Figure 5. p38MAPK signaling contributes to expression of Fibronectin in response to cytokines and tumor-fibroblast interactions

(A) Immunoblotting of Fibronectin and tubulin, a loading control, in whole-cell lysates from empty-vector control (EGFP) and dn-p38 MDA-MB-231 tumor cells treated with 2 ng/mL TGF-β1 or 10 ng/mL TNF or their combination for the indicated times. (B) Immunoblot analysis of Fibronectin and α-catenin, a loading control, in lysates of tumor cells treated with SB202190, a p38 inhibitor, and 2 ng/mL TGF-β1 for 24 hours. (C) Immunoblots of Fibronectin, p38, p-Smad2, p-RELA and GAPDH, a loading control, in lysates of MDA-MB-231 cells transfected with Scramble-control or siRNA to p38-alpha and then treated with 2 ng/mL TGF-β1 or 10 ng/mL TNF or their combination for the indicated times. (D-E) Immunoblotting of Fibronectin, phospho-HSP27 and tubulin, a loading control, in lysates from co-cultures (T+F) of MDA-MB-231 and A549 cancer cells (T) with 208F and WI-38 fibroblasts (F) for 72 hours. (F) Immunoblots of Fibronectin and GAPDH, a loading control, in lysates from co-cultures (T+F) of MDA-MB-231 EGFP or dn-p38 cells (T) and 208F fibroblasts (F) incubated for 48 hours.
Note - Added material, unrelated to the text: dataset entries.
PR #1719, opened 2019-11-30
Add type-hints on ResultSet class

deguif:


lib/Elastica/ResultSet.php
```diff
@@ -354,7 +324,7 @@ public function offsetSet($offset, $value)
      *
      * @param int $offset
      */
-    public function offsetUnset($offset)
```
ruflin: Doc was not even correct 🤦‍♂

Figure 6. Levels of p38MAPK targets are elevated in human breast cancer

(A) qRT-PCR analysis of pro-angiogenic cytokine mRNA levels in empty-vector control (EGFP) and dn-p38 MDA-MB-231 cells. (B) qRT-PCR of pro-angiogenic cytokine mRNA levels in EGFP and dn-p38 MDA-MB-231 cells individually cultured or in co-cultures with 208F fibroblasts for 48 hours. (C) Expression of Fibronectin (FN1) and VEGFA in the tumor and stromal compartments of human breast carcinomas obtained using data from the Richardson Breast Study (tumor), and the Finak Breast Study (stroma). (D) Kaplan-Meier survival estimation of the overall survival of breast cancer patients and Fibronectin levels using the Breast Cancer METABRIC dataset [35]. (E) A model of the p38MAPK role in the regulation of tumor angiogenesis in breast carcinomas. Crosstalk of tumor and fibroblast cells increases cytokine signaling via p38MAPK and TAK1/MAP3K7. p38MAPK promotes expression of Fibronectin, an extracellular matrix protein as well as pro-angiogenic cytokines including VEGFA, IL8 and HBEGF. TAK1 controls expression of MMP9 which releases matrix-bound VEGFA and activates IL8. Pro-angiogenic cytokines stimulate tumor vascularization thereby enhancing tumor growth. *, P<0.05, **, P<0.01.